Is it possible to use K-Means (or another Clusterization method) with point limits?

Question

Is it possible to use K-Means (or another Clusterization method) with point limits?

Asked 5 years, 5 months ago

Viewed 38 times

0

I am developing a cluster code with k-Means and I have the following question: It is possible to determine the point limits per cluster with k-Means or another algorithm?

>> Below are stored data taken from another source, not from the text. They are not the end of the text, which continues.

PR #7413, opened 2025-09-16
Feature redesign to facilitate AOT and trimming support

danielmarbach:
This PR refactors the Feature system in NServiceBus.Core to enable future support for Native AOT compilation and assembly trimming by eliminating runtime feature scanning and making feature dependencies statically analyzable at compile time.

This pattern is designed to be adopted by transport, persistence, and other packages—they can explicitly register their features using the same type-based approach, allowing the entire NServiceBus feature ecosystem to become AOT and trimming compatible over time while still supporting for a while features to be discovered via assembly scanning.

The core objective is to make the feature dependency graph fully resolvable at build time rather than runtime. When a feature is referenced via `EnableFeature<T>()`, Core can now walk the entire dependency graph upfront:

- All features and their dependencies can be discovered through generic type parameters (`EnableFeature<T>`, `DependsOn<T>`, `EnableByDefault<T>`)
- Stringly-typed `DependsOn` still works because the assumption of that always was that someone explicitly registered the specific feature type that happens to be internal. If someone mistyped the string, the dependency would not be satisfied and the dependent feature would be disabled.
- Previously, features were discovered and configured lazily during setup in a complex interaction between the feature activator and the settings holder. Now the entire graph is constructed eagerly when features are explicitly registered.
- No reflection-based feature scanning means the trimmer can safely remove unreferenced features
- This approach is extensible to downstream packages, they can follow the same pattern of explicit feature registration, and many already do.

Features are now explicitly registered in Core rather than discovered through assembly scanning:

- EndpointConfiguration now uses `EnableFeatureByDefault<T>()` for all built-in features, creating explicit type references

Several structural improvements have been done to hopefully simplify the code:

- Split `FeatureComponent` into `Settings` (configuration-time) and `Component` (runtime), following Core's standard pattern and making the boundary between build-time and runtime clearer
- Moved feature operations from `SettingsHolder` extension methods to `FeatureComponent.Settings`, ensuring all feature manipulation goes through strongly-typed APIs

## Breaking changes

- Several type-based APIs have been deprecated in favor of the generic overloads.
- It is no longer possible to enable features by default over the settings. Features can enable other features by default using the new API and the root feature needs to be explicitly enabled.

### DIFF
--- a/src/NServiceBus.AcceptanceTests/Core/Feature/When_features_are_scanned.cs
+++ b/src/NServiceBus.AcceptanceTests/Core/Feature/When_features_are_scanned.cs
@@ -1,3 +1,8 @@
+// This file contains tests that use the obsolete Feature.EnableByDefault() method.
+// EnableByDefault is obsolete and will be treated as an error in NServiceBus 11.0.
+// This file and its tests should be deleted when NServiceBus 11.0 is released.
+#pragma warning disable CS0618 // Type or member is obsolete
+
 namespace NServiceBus.AcceptanceTests.Core.Feature;
 
 using System.Threading.Tasks;
@@ -39,9 +44,7 @@ public class When_features_are_scanned : NServiceBusAcceptanceTest
         {
             FeatureDiscoveredByScanning()
             {
-#pragma warning disable CS0618 // Type or member is obsolete
                 EnableByDefault();
-#pragma warning restore CS0618 // Type or member is obsolete
                 EnableByDefault<DependentFeature>();
 
                 DependsOn<DependentFeature>();
@@ -57,3 +60,5 @@ public class When_features_are_scanned : NServiceBusAcceptanceTest
         }
     }
 }
+
+#pragma warning restore CS0618 // Type or member is obsolete
--- a/src/NServiceBus.Core.Tests/Features/FeatureTests.cs
+++ b/src/NServiceBus.Core.Tests/Features/FeatureTests.cs
@@ -3,7 +3,7 @@
 using NUnit.Framework;
 
 [TestFixture]
-public class FeatureTests
+public partial class FeatureTests
 {
     [Test]
     public void Should_be_disabled_be_default()
@@ -13,22 +13,5 @@ public class FeatureTests
         Assert.That(feature.IsEnabledByDefault, Is.False);
     }
 
-    [Test]
-    public void Should_be_allow_features_to_request_being_enabled_by_default()
-    {
-        var feature = new MyEnabledByDefaultFeature();
-
-        Assert.That(feature.IsEnabledByDefault, Is.True);
-    }
-
-
     public class MyFeature : TestFeature;
-
-
-    public class MyEnabledByDefaultFeature : TestFeature
-    {
-#pragma warning disable CS0618 // Type or member is obsolete
-        public MyEnabledByDefaultFeature() => EnableByDefault();
-#pragma warning restore CS0618 // Type or member is obsolete
-    }
 }
--- a/src/NServiceBus.Core.Tests/Features/FeatureSettingsTests.cs
+++ b/src/NServiceBus.Core.Tests/Features/FeatureSettingsTests.cs
@@ -86,31 +86,3 @@ public class FeatureSettingsTests
     }
 
 }
-
-public abstract class TestFeature : Feature
-{
-    protected TestFeature() =>
-        Defaults(s =>
-        {
-            OnDefaults?.Invoke(this);
-        });
-
-    public bool Enabled
-    {
-        get => IsEnabledByDefault;
-        set
-        {
-            if (value)
-            {
-#pragma warning disable CS0618 // Type or member is obsolete
-                EnableByDefault();
-#pragma warning restore CS0618 // Type or member is obsolete
-            }
-        }
-    }
-
-    public Action<Feature> OnActivation;
-    public Action<Feature> OnDefaults;
-
-    protected override void Setup(FeatureConfigurationContext context) => OnActivation?.Invoke(this);
-}
--- a/src/NServiceBus.Core.Tests/Features/FeatureTests.EnableByDefault.cs
+++ b/src/NServiceBus.Core.Tests/Features/FeatureTests.EnableByDefault.cs
@@ -1,0 +1,26 @@
+// This file contains tests that use the obsolete Feature.EnableByDefault() method.
+// EnableByDefault is obsolete and will be treated as an error in NServiceBus 11.0.
+// This file and its tests should be deleted when NServiceBus 11.0 is released.
+#pragma warning disable CS0618 // Type or member is obsolete
+
+namespace NServiceBus.Core.Tests.Features;
+
+using NUnit.Framework;
+
+public partial class FeatureTests
+{
+    [Test]
+    public void Should_be_allow_features_to_request_being_enabled_by_default()
+    {
+        var feature = new MyEnabledByDefaultFeature();
+
+        Assert.That(feature.IsEnabledByDefault, Is.True);
+    }
+
+    public class MyEnabledByDefaultFeature : TestFeature
+    {
+        public MyEnabledByDefaultFeature() => EnableByDefault();
+    }
+}
+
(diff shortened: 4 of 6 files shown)


src/NServiceBus.Core/Persistence/PersistenceComponent.cs
```diff
@@ -33,7 +33,7 @@ public static void ConfigurePersistence(this SettingsHolder settings)
             foreach (var storageType in enabledPersistence.SelectedStorages)
             {
                 Logger.DebugFormat("Activating persistence '{0}' to provide storage for '{1}' storage.", persistenceDefinition.Name, storageType);
-                persistenceDefinition.ApplyActionForStorage(storageType, settings);
+                settings.EnableFeature(persistenceDefinition.GetFeatureForStorage(storageType));
```
danielmarbach: Better use EnableByDefault so stay more backward compat?

src/NServiceBus.AcceptanceTests/Core/Outbox/When_outbox_enabled_without_persister_supporting_it.cs
```diff
@@ -28,6 +29,10 @@ public Endpoint() =>
             {
                 c.EnableOutbox();
                 c.ConfigureTransport().TransportTransactionMode = TransportTransactionMode.ReceiveOnly;
+                // Disable publishing otherwise it would require a subscription storage since core acceptance tests
+                // run with message-driven pub sub
+                var routingSettings = new RoutingSettings<AcceptanceTestingTransport>(c.GetSettings());
+                routingSettings.DisablePublishing();
```
andreasohlund: I don't get why this didn't fail before?

src/NServiceBus.Core/Features/Feature.cs
```diff
@@ -77,25 +79,37 @@ protected void Prerequisite(Func<FeatureConfigurationContext, bool> condition, s
...
+        [
+            new Dependency(GetFeatureName(typeof(T)), typeof(T))
+        ]);
 
     /// <summary>
     /// Registers this feature as depending on the given feature. This means that this feature won't be activated unless
     /// the dependent feature is active. This also causes this feature to be activated after the other feature.
     /// </summary>
     /// <param name="featureTypeName">The <see cref="Type.FullName"/> of the feature that this feature depends on.</param>
     protected void DependsOn(string featureTypeName) =>
```
andreasohlund, line 106: Note to self: As we go through downstreams => try to remove usage of this one so that we might be able to comeback and obsolete this one

A quick search shows that uses are to depend on:

- Depending on message driven pub sub https://github.com/Particular/NServiceBus.Storage.MongoDB/blob/6ce3dd33c44eeb8ced963536571f9fe52d7a0bae/src/NServiceBus.Storage.MongoDB/Subscriptions/SubscriptionStorage.cs#L12
- Metrics reporting https://github.com/Particular/NServiceBus.Metrics.ServiceControl.Msmq/blob/c5dccea68b654ccf4928f1971fbe34ecf8cea23f/src/NServiceBus.Metrics.ServiceControl.Msmq/ReportMsmqNativeQueueLength.cs#L17
- Delayed delivery https://github.com/Particular/NServiceBus.Gateway/blob/3a83c9fe5097763265df34bbe60532a6b6734b14/src/NServiceBus.Gateway/Gateway.cs#L33

andreasohlund (approved):

andreasohlund:
The string version of DependsOnOptionally isn't used by downstreams, should we consider obsoleting?

https://github.com/search?q=org%3AParticular+DependsOnOptionally%28%22&type=code

src/NServiceBus.Core/Features/Feature.cs
danielmarbach: I don't think we can remove it at this stage because we would have to make the Core MessageDrivenPubSub feature public which is probably not what we want for now

src/NServiceBus.AcceptanceTests/Core/Feature/When_features_are_scanned.cs
```diff
@@ -0,0 +1,59 @@
...
+    {
+        public EndpointWithFeature() =>
+            EndpointSetup<DefaultServer>()
+                .IncludeType<FeatureDiscoveredByScanning>(); //simulate that the feature is included in scanning
+
+        sealed class FeatureDiscoveredByScanning : Feature
+        {
+            FeatureDiscoveredByScanning()
+            {
+#pragma warning disable CS0618 // Type or member is obsolete
```
DavidBoike: Rather than disable with pragma, should this entire test be marked obsolete (or some subset of what is in this class) so that it's clear it should be removed when EnableByDefault moves to an error? Is that something we can do on a test?

And if I understand correctly, because of https://github.com/Particular/NServiceBus/blob/master/src/NServiceBus.AcceptanceTests/NServiceBus.AcceptanceTests.csproj#L29 this test is _NOT_ distributed in the package to other repos.

src/NServiceBus.Core.Tests/Features/FeatureTests.cs
```diff
@@ -22,16 +22,13 @@ public void Should_be_allow_features_to_request_being_enabled_by_default()
...
+    public class MyFeature : TestFeature;
 
 
     public class MyEnabledByDefaultFeature : TestFeature
     {
-        public MyEnabledByDefaultFeature()
-        {
-            EnableByDefault();
-        }
+#pragma warning disable CS0618 // Type or member is obsolete
```
DavidBoike: Another wondering if we should obsolete the test.

src/NServiceBus.Core/Features/FeatureInfo.cs
```diff
@@ -0,0 +1,106 @@
...
+    }
+
+    public bool HasAllPrerequisitesSatisfied(FeatureConfigurationContext featureConfigurationContext)
+    {
+        Diagnostics.PrerequisiteStatus = Feature.CheckPrerequisites(featureConfigurationContext);
+
+        return Diagnostics.PrerequisiteStatus.IsSatisfied;
+    }
+
+    public void Enable() => State = FeatureStateInfo.Enabled;
```
DavidBoike, line 85: If the methods are all the same as the states and there's no validation or any other actions that happen between states, what are we gaining here over having a settable State property?

Should there be some validation? Can you really go from Deactivated to EnabledByDefault?

danielmarbach: The state is currently encapsulated inside the class and to the outside the internal state is not visible. That's why I made these all methods. In theory you can only go in a certain direction but those invariants are currently not enforced in the state transition. I did not go further other than making the state internal because it felt unnecessary.

src/NServiceBus.AcceptanceTests/Core/Feature/When_features_are_scanned.cs
danielmarbach: We could do that by even making some of the test class partial. Seems a good idea to facilitate removal later 👍

src/NServiceBus.Core.Tests/Features/FeatureTests.cs
danielmarbach: See above

src/NServiceBus.AcceptanceTests/Core/Feature/When_features_are_scanned.cs
danielmarbach: @copilot Isolate the test that uses this feature with a suppression into a partial test class and move the suppression to the top of the file. Also add a comment indicating when EnableByDefault is obsoleted, this test can be deleted. Do the same for the other tests that have this obsoletion around EnableByDefault

src/NServiceBus.Core/Features/FeatureInfo.cs
danielmarbach: @copilot suggest internal state change asserts using modern throw helpers that make sure transitioning from active back any other state is not permitted.

danielmarbach:
@DavidBoike Do you need some more time reviewing this or are we good to go?

DavidBoike (approved):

Explaining the case better, in the code below, I have two predetermined centroids and 12 points. After running k-Means, we have 8 points on centroid 0 and 4 points on centroid 1.

from sklearn.cluster import KMeans
import numpy as np

#Centroids:
refs = [[-22.87042313, -43.33995681], [-22.91265768, -43.23596109]]
kmeans_model = KMeans(n_clusters=len(refs), random_state=0).fit(refs)
ref_labels = kmeans_model.labels_
centroids = kmeans_model.cluster_centers_

#Points:
points = [[-22.8595871, -43.2385504], [-23.0144844, -43.4727984], [-22.8727929, -43.4082954],
          [-22.9478637, -43.3652225], [-22.8213579, -43.1740529], [-22.9592171, -43.3508173],
          [-22.8236928, -43.3203929], [-22.9027656, -43.3541462], [-22.8749724, -43.5034297],
          [-22.8456399, -43.2840653], [-22.8893855, -43.2424886], [-22.8499984, -43.2564374]]

#Clustering:
kmeans_model.predict(points)
Output: array([1, 0, 0, 0, 1, 0, 0, 0, 0, 0, 1, 1], dtype=int32)

I can determine how many points will be in each cluster and have a sort of 'spare''?

For example:

centroid 0 = 4 points

centroid 1 = 3 points

run the k-Means...

saída: [1,0,0,0,1,0,NA,NA,NA,NA,1,NA] The NA values would be the "surplus", values that are not close enough to achieve a "vacancy" in the cluster.

1 answer

Browser other questions tagged python k-means

You are not signed in. Login or sign up in order to post.

by AlexCiuffa • **2,402** points · Answer 1 · 2020-03-13T18:20:22+00:00

Maybe you should change your approach. If the goal is to have "values that are not close enough to achieve a 'vacancy' in the cluster", a density Clusterization approach seems more appropriate.

I suggest trying the DBSCAN (or even the OPTICS), which is implemented in sklearn, so just import and use the algorithm:

clustering = DBSCAN(eps=3, min_samples=2).fit(X)

Try to optimize the Epsilon parameter (eps), which represents the maximum distance between two points for one to be considered in the vicinity of the other.